- [Exercise instructions]: The response must contain every line below in which "zero" appears.

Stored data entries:
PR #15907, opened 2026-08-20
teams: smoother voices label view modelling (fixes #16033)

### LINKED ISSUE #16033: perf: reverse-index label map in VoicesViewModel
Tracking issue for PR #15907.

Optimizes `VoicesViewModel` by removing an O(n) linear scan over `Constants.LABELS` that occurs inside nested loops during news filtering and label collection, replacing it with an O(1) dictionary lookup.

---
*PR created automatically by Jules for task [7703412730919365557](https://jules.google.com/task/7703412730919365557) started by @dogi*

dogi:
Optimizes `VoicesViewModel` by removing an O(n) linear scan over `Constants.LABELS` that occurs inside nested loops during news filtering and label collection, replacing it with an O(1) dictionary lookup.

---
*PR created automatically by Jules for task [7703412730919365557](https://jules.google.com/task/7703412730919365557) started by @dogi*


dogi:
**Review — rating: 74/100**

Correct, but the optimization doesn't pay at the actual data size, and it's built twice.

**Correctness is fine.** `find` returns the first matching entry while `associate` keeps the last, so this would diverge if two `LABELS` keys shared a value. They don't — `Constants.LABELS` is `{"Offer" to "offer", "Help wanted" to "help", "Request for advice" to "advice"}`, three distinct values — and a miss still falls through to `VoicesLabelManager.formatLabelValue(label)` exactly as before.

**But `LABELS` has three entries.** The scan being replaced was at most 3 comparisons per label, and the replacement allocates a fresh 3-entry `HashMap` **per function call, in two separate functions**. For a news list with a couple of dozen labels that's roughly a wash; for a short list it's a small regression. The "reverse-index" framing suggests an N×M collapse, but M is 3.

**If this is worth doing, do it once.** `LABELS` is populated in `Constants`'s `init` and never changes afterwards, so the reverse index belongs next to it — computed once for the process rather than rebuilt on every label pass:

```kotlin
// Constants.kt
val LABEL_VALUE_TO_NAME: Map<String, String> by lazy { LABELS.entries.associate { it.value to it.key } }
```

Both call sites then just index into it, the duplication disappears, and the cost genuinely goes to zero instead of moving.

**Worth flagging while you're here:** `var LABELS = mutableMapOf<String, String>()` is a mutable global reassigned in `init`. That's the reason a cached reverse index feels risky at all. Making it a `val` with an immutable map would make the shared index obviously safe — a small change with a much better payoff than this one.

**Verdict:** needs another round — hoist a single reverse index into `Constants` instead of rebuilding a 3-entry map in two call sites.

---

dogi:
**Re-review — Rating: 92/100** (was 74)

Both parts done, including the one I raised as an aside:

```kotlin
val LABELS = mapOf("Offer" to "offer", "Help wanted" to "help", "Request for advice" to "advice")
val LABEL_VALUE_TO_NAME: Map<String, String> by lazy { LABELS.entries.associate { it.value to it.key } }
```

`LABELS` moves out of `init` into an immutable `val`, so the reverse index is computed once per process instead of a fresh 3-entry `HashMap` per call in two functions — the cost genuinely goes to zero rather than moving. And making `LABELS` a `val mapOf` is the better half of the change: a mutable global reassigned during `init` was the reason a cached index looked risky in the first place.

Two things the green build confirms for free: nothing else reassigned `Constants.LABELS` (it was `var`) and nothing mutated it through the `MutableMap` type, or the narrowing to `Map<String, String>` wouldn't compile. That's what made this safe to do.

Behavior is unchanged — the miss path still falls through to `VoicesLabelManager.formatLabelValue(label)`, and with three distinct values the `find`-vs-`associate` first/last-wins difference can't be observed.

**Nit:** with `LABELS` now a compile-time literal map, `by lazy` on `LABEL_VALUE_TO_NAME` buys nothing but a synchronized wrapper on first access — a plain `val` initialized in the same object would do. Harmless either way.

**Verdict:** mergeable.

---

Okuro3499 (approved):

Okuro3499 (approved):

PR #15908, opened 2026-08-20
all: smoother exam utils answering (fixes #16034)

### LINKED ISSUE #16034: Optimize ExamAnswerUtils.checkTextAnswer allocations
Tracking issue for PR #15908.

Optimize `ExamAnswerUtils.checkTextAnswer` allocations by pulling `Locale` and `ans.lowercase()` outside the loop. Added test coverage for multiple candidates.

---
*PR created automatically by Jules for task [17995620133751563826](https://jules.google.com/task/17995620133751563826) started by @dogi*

- [Answer to this task]:
Both call sites then just index into it, the duplication disappears, and the cost genuinely goes to zero instead of moving.
`LABELS` moves out of `init` into an immutable `val`, so the reverse index is computed once per process instead of a fresh 3-entry `HashMap` per call in two functions — the cost genuinely goes to zero rather than moving. And making `LABELS` a `val mapOf` is the better half of the change: a mutable global reassigned during `init` was the reason a cached index looked risky in the first place.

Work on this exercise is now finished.